## Problem details
Say how many lines in the following entries include "AriPerkkio", and add nothing else.

## Stored data
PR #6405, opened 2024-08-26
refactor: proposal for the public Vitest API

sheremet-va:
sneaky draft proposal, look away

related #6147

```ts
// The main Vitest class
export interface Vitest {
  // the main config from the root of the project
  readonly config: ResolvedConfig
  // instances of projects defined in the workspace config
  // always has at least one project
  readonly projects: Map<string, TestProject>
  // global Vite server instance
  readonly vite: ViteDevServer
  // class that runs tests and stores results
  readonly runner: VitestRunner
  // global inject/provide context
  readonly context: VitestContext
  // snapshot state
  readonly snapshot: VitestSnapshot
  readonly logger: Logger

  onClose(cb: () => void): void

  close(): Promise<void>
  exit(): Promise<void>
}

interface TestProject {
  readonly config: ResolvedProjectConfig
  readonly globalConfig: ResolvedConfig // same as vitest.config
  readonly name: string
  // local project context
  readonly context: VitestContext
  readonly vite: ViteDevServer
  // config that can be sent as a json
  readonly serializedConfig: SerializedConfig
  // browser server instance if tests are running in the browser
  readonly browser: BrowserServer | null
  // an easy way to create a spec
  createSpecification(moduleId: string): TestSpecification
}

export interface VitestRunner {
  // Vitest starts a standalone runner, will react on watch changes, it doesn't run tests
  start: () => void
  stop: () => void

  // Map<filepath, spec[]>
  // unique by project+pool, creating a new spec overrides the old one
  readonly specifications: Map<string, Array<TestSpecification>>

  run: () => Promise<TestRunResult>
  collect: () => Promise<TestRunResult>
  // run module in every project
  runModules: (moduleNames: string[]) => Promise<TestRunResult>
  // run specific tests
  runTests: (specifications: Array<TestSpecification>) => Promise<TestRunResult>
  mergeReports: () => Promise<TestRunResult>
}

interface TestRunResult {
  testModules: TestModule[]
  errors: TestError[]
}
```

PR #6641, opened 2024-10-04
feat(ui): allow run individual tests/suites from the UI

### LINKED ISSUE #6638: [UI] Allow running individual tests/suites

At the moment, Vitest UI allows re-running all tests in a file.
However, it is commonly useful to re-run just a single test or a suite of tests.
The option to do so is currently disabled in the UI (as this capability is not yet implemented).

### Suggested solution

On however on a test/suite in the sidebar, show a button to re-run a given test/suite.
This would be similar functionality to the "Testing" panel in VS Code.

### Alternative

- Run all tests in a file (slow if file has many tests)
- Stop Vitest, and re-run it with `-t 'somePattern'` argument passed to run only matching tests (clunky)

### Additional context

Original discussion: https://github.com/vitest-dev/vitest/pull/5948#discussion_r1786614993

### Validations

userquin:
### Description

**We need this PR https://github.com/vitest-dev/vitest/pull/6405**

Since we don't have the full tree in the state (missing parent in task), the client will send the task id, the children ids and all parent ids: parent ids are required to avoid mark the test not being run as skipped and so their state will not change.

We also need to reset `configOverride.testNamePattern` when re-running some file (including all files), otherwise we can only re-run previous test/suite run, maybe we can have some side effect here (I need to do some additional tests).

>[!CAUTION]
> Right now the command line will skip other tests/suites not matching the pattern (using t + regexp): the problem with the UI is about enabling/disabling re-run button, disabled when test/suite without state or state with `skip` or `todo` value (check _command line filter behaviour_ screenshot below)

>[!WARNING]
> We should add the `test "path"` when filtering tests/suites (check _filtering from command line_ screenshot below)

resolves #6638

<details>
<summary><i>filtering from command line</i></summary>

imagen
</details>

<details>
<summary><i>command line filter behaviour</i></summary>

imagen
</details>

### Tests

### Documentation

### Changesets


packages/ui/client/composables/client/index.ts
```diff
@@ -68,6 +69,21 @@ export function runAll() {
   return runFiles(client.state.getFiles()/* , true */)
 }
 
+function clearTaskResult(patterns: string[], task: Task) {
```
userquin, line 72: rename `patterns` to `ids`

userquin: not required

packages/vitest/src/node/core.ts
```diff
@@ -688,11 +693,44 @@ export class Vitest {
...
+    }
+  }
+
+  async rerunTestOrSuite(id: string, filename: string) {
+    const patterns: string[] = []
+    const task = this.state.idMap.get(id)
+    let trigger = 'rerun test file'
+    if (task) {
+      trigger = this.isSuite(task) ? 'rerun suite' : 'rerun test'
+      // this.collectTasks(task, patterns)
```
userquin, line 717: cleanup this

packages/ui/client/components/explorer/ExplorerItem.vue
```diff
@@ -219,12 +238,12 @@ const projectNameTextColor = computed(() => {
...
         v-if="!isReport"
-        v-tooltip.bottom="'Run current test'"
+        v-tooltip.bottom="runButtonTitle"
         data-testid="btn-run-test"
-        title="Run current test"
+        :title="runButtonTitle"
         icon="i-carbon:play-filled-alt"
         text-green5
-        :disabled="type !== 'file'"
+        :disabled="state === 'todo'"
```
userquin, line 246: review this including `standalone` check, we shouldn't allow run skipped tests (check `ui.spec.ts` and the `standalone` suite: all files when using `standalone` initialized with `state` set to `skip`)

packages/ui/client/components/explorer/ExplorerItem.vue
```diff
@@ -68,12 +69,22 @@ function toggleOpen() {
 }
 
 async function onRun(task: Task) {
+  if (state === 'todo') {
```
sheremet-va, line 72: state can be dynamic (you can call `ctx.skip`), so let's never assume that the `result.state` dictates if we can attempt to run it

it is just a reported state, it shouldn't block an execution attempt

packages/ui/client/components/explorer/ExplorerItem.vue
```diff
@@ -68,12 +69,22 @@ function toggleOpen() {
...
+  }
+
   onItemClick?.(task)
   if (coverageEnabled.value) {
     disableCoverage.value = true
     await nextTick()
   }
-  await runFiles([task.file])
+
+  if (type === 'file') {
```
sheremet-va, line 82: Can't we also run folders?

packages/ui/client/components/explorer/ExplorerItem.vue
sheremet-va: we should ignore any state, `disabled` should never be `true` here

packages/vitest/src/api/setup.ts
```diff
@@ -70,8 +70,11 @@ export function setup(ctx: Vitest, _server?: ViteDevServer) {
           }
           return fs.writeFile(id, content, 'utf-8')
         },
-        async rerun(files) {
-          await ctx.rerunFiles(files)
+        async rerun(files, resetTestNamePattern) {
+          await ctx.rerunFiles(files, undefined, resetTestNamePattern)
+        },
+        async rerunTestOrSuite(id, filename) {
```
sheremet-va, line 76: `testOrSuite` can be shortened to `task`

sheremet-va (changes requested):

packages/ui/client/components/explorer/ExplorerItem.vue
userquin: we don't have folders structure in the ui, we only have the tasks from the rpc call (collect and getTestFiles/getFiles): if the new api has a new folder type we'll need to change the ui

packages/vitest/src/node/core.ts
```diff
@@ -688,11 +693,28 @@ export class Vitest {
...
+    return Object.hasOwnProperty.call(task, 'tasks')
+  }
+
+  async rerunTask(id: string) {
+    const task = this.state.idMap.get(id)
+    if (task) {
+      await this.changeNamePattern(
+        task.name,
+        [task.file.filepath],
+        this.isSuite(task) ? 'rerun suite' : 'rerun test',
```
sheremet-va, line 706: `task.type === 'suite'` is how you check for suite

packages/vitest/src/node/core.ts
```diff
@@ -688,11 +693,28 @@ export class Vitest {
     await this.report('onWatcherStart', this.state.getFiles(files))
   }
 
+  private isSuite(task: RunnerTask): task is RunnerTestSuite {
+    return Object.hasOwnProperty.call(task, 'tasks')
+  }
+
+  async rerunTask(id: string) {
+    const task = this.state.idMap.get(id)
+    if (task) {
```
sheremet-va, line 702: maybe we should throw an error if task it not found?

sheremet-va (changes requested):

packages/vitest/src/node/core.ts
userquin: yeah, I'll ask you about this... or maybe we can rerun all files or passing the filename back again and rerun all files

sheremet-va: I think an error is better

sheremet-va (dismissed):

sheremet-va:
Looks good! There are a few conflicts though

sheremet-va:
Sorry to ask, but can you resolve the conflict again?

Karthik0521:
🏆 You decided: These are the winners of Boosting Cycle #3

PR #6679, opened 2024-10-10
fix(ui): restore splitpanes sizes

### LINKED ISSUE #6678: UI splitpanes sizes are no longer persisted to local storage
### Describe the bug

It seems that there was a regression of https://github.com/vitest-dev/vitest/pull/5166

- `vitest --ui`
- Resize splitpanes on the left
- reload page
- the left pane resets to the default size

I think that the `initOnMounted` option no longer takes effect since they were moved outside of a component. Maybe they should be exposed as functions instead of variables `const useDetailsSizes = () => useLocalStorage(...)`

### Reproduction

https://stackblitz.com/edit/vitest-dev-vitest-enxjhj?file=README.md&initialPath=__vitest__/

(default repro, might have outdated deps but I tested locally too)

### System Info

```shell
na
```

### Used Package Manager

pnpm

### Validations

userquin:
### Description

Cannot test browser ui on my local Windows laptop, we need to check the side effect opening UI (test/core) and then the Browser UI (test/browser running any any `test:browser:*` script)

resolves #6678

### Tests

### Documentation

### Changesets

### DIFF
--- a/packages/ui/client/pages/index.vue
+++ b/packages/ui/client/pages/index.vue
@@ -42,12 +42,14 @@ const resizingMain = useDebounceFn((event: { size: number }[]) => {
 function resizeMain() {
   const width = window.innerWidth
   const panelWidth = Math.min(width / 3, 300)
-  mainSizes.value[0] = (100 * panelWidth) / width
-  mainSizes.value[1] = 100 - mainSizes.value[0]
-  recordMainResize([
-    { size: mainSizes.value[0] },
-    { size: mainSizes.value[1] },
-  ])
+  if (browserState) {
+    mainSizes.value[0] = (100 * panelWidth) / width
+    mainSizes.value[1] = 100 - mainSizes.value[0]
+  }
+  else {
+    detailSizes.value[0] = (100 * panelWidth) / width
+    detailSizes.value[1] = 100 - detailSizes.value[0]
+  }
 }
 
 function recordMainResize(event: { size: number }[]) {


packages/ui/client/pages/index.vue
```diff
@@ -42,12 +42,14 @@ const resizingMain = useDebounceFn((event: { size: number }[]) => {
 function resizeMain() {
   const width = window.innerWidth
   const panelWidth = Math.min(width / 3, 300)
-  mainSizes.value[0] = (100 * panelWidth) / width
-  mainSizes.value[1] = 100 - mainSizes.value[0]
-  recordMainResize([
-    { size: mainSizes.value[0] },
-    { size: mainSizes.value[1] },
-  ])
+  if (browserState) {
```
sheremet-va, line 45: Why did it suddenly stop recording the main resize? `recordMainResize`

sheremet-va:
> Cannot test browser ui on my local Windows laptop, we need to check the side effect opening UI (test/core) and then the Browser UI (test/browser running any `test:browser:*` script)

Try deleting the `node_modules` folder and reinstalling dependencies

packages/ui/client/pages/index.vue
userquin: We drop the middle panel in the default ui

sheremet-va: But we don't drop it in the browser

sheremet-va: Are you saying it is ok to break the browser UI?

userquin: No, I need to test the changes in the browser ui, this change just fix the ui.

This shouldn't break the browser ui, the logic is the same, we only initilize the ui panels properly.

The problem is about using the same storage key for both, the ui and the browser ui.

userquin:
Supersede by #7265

--

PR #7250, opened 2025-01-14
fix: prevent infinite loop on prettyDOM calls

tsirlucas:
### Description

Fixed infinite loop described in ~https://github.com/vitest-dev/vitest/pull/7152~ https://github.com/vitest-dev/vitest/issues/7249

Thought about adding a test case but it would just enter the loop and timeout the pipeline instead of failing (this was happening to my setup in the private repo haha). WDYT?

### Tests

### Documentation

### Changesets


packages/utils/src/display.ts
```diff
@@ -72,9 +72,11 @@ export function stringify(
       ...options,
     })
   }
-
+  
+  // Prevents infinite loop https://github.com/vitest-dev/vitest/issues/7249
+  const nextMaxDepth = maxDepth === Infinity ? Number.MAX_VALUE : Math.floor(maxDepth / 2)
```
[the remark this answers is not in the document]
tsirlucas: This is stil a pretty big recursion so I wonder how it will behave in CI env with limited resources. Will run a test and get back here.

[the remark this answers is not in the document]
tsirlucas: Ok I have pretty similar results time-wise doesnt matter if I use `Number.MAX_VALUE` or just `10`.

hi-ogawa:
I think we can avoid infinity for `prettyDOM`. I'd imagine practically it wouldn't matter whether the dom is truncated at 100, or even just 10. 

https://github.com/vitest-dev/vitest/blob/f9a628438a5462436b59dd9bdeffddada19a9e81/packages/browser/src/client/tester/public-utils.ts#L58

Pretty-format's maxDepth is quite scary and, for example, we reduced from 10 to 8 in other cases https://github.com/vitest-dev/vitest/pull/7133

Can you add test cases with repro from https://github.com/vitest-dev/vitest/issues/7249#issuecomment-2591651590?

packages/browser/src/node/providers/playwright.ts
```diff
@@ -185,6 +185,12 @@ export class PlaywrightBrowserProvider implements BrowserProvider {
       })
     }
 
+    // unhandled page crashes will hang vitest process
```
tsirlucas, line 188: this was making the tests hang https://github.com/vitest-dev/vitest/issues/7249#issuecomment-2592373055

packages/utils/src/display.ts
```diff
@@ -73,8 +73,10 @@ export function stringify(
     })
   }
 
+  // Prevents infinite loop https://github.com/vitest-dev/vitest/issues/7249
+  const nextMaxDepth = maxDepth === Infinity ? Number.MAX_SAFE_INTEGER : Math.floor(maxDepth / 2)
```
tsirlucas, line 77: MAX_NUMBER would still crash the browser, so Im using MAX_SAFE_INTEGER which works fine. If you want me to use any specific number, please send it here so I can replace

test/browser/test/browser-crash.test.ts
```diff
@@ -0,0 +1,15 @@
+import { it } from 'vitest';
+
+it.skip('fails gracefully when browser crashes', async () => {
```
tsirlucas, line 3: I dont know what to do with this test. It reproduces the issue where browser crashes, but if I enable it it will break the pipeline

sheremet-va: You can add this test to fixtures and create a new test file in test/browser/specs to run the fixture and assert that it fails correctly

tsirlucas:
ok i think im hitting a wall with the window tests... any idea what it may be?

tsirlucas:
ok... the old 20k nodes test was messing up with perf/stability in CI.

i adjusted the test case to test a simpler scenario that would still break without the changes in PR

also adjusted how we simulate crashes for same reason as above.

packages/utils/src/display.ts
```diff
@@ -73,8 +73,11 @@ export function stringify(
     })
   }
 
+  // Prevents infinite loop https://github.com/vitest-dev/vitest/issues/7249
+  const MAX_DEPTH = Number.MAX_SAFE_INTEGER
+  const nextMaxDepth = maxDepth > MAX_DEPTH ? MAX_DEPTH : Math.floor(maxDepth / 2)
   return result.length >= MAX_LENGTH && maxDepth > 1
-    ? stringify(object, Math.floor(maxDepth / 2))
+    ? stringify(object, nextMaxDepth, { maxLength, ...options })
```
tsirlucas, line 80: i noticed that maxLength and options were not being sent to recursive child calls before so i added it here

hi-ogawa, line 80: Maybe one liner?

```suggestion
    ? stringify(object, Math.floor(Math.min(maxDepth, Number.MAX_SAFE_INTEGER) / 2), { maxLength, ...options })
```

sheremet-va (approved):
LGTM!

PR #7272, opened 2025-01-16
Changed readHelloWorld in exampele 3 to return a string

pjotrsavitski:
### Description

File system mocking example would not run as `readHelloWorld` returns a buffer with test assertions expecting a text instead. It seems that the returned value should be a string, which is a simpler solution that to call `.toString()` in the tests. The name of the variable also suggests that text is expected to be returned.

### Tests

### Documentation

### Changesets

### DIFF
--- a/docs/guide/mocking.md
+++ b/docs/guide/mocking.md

==

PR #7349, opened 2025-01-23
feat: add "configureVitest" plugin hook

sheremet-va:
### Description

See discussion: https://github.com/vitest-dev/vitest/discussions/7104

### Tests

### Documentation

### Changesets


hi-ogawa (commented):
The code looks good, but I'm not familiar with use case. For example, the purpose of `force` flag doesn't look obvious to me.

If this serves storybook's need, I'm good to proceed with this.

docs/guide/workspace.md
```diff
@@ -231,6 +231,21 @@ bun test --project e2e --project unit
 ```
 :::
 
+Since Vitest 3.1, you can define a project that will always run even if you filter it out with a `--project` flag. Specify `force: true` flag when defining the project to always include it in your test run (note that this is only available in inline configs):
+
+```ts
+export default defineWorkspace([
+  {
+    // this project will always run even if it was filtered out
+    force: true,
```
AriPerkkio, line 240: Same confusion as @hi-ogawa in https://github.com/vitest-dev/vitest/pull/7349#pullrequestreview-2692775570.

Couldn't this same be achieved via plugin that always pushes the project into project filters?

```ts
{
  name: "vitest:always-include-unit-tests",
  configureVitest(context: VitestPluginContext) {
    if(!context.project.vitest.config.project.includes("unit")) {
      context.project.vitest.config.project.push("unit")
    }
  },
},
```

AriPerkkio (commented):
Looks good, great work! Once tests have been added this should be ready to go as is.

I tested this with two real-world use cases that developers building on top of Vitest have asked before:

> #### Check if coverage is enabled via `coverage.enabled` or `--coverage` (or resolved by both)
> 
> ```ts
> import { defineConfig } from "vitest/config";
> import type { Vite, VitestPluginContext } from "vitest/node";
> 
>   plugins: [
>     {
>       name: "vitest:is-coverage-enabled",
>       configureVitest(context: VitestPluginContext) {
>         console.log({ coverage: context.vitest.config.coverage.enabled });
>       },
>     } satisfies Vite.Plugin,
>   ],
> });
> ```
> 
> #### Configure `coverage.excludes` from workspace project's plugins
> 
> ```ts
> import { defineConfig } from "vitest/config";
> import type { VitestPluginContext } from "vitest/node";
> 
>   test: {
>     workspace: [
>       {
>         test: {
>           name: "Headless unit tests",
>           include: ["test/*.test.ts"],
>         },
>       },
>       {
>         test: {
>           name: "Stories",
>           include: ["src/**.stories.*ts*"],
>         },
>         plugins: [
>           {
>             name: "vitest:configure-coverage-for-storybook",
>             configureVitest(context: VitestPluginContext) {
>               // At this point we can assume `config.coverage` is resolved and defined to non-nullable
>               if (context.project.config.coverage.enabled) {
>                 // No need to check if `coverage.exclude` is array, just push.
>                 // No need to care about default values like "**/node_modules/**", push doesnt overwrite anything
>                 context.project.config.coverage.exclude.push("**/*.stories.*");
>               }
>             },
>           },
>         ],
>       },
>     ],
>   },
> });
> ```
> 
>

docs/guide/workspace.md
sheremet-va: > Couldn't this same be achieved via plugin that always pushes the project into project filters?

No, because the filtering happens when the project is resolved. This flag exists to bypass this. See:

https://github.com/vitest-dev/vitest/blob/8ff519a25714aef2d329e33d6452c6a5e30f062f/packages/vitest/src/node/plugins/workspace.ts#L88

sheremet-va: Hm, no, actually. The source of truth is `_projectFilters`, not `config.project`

## Task output
2